* [WORK ORDER]: Filter the entries down to the lines holding "appended", then copy those lines.

* [DATA TO USE]:

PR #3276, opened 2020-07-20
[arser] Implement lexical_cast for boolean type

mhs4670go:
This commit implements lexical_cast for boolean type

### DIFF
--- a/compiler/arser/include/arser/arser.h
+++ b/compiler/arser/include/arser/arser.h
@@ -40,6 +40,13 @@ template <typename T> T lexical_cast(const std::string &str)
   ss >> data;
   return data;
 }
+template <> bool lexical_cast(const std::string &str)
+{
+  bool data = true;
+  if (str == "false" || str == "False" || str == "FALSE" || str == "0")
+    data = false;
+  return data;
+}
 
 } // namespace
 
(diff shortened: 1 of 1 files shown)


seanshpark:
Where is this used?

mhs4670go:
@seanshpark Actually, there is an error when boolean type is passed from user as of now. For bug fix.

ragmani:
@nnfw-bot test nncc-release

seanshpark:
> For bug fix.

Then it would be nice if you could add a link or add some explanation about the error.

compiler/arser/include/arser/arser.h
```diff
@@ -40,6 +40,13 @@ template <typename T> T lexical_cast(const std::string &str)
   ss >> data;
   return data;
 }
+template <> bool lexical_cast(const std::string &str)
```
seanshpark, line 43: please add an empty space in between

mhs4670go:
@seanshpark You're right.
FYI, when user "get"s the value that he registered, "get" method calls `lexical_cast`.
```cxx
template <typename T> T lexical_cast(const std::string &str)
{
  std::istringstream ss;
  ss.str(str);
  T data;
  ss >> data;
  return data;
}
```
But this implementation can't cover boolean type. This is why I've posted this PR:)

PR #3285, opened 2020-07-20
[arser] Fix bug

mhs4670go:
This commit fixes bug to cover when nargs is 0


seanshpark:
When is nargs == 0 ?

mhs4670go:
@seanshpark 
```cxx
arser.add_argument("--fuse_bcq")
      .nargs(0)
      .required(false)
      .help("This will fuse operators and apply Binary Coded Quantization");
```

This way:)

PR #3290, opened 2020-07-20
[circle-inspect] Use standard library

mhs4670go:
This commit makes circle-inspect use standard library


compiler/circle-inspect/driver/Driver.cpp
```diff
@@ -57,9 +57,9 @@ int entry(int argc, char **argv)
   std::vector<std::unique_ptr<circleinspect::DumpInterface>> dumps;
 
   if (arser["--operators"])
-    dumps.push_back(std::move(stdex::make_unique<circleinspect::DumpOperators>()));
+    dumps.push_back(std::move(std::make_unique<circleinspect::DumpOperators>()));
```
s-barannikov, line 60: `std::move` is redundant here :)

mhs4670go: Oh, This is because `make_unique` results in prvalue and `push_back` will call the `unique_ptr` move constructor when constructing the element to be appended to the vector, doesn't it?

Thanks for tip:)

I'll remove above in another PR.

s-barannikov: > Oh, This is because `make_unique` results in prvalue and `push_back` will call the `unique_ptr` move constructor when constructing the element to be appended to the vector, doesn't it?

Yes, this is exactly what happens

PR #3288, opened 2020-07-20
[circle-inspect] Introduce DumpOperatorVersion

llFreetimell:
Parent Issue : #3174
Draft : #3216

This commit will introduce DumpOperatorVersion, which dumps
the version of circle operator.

* * *

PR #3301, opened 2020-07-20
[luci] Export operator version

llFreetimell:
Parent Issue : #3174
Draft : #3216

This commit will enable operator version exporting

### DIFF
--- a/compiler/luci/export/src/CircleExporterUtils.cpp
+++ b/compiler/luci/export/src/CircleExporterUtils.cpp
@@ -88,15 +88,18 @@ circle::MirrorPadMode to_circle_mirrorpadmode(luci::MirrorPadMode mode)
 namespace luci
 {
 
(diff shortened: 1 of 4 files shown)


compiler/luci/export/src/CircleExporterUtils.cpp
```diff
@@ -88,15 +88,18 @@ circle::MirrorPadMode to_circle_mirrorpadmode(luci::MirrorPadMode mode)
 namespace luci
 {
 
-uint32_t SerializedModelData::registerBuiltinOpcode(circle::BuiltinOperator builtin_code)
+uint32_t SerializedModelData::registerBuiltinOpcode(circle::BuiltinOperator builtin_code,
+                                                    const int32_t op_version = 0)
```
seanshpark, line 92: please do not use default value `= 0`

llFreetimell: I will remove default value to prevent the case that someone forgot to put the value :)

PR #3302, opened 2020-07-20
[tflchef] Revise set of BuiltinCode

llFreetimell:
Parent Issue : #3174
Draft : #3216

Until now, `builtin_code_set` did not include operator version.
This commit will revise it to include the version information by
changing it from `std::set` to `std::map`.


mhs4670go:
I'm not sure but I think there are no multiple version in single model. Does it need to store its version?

==

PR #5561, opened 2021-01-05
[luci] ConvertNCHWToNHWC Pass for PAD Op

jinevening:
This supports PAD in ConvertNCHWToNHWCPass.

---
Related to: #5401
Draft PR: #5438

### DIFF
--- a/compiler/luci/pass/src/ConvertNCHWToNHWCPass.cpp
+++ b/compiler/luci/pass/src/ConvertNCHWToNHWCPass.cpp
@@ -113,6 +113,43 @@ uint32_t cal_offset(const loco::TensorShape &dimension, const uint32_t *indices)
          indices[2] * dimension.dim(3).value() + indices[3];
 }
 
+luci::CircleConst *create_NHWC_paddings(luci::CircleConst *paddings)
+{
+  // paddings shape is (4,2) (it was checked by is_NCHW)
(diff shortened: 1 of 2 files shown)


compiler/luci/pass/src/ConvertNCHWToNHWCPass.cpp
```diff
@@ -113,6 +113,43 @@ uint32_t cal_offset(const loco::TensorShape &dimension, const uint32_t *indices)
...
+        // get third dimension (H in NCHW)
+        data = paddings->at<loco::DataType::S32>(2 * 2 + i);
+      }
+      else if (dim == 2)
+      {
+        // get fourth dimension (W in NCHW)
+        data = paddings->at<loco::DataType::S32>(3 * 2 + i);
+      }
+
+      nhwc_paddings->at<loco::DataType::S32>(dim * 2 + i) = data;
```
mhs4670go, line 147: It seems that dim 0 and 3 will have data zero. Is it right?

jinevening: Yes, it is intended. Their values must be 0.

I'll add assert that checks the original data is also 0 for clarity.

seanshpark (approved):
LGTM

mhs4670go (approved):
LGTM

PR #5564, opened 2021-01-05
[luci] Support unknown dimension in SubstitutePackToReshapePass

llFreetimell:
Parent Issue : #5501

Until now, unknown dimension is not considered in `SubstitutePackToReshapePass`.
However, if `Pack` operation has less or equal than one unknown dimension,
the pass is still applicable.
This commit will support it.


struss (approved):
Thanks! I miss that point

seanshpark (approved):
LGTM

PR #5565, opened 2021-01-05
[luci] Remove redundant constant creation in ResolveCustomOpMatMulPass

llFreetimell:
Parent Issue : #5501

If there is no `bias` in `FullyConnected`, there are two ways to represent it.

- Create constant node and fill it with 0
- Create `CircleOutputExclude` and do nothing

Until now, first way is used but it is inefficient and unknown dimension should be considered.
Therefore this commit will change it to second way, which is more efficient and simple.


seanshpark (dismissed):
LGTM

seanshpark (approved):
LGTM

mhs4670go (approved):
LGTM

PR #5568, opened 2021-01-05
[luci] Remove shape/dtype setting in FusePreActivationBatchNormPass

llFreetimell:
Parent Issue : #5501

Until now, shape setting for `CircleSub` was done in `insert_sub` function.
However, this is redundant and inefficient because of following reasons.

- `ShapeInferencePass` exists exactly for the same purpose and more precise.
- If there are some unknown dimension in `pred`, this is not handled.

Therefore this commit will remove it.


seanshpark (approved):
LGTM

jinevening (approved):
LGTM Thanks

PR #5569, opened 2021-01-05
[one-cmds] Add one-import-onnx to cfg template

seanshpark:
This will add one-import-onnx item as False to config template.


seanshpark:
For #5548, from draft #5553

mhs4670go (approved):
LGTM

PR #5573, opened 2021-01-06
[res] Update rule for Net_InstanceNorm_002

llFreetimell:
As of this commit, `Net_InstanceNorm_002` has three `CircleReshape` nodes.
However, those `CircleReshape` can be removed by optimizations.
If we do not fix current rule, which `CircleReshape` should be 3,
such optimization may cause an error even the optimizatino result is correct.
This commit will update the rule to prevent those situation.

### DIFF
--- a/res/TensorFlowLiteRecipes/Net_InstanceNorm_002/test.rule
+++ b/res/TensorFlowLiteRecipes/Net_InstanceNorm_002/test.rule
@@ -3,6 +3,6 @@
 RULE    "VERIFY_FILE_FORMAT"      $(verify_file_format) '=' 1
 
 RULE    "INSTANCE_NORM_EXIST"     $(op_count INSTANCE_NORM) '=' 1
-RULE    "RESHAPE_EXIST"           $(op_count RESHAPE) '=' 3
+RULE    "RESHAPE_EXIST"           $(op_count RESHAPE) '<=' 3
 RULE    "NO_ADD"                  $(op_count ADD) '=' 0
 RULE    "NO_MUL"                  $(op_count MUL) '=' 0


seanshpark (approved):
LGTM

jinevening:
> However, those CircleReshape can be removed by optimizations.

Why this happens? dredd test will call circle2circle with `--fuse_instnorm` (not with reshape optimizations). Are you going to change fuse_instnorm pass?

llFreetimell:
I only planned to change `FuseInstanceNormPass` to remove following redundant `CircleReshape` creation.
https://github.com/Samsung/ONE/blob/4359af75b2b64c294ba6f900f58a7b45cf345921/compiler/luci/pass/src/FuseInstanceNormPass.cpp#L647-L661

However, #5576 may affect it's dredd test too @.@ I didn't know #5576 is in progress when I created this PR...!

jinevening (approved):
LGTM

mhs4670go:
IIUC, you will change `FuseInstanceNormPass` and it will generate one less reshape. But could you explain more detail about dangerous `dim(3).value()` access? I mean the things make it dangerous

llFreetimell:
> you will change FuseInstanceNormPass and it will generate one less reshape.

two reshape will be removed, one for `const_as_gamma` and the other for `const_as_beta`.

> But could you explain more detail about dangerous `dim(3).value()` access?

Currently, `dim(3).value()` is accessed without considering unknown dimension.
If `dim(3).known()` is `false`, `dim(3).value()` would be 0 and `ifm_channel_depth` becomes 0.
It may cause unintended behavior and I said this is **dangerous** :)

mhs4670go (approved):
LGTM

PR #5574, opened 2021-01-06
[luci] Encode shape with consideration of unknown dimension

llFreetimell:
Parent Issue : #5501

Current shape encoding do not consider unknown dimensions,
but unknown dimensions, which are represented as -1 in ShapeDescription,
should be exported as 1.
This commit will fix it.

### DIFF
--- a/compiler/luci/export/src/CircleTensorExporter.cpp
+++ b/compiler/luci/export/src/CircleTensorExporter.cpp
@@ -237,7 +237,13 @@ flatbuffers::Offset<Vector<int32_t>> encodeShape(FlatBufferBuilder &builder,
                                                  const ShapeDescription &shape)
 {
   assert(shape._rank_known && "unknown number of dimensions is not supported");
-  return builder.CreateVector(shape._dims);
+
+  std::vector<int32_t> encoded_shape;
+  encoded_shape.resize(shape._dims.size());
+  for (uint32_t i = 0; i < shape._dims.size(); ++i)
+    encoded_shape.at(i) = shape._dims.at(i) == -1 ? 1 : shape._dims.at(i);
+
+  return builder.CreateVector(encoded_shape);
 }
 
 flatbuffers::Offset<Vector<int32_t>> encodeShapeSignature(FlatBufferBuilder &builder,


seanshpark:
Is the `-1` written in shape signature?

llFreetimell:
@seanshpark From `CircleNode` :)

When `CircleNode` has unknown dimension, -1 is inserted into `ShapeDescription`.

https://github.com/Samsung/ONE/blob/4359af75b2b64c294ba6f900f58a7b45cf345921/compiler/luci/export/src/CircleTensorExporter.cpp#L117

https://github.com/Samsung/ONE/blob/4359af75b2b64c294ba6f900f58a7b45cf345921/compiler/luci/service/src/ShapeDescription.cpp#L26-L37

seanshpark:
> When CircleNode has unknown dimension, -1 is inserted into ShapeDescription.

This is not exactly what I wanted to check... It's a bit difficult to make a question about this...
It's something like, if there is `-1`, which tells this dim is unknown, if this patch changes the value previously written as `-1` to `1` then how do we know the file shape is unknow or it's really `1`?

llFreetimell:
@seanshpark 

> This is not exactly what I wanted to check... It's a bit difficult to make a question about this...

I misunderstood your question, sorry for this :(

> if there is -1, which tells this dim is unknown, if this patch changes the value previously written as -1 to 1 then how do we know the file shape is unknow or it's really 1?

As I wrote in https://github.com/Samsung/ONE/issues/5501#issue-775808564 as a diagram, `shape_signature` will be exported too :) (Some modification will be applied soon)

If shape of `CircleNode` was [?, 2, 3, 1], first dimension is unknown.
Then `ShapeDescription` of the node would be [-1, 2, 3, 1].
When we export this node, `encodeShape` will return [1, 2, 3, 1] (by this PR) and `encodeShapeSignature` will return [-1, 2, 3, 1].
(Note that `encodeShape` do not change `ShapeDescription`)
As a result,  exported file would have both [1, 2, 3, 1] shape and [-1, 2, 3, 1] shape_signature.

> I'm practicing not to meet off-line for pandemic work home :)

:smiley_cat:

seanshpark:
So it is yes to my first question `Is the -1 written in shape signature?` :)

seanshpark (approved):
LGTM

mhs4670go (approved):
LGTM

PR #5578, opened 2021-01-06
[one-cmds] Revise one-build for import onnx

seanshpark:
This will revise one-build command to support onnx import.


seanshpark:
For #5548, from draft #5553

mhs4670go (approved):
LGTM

* [REPLY TO THE TASK]:
mhs4670go: Oh, This is because `make_unique` results in prvalue and `push_back` will call the `unique_ptr` move constructor when constructing the element to be appended to the vector, doesn't it?
s-barannikov: > Oh, This is because `make_unique` results in prvalue and `push_back` will call the `unique_ptr` move constructor when constructing the element to be appended to the vector, doesn't it?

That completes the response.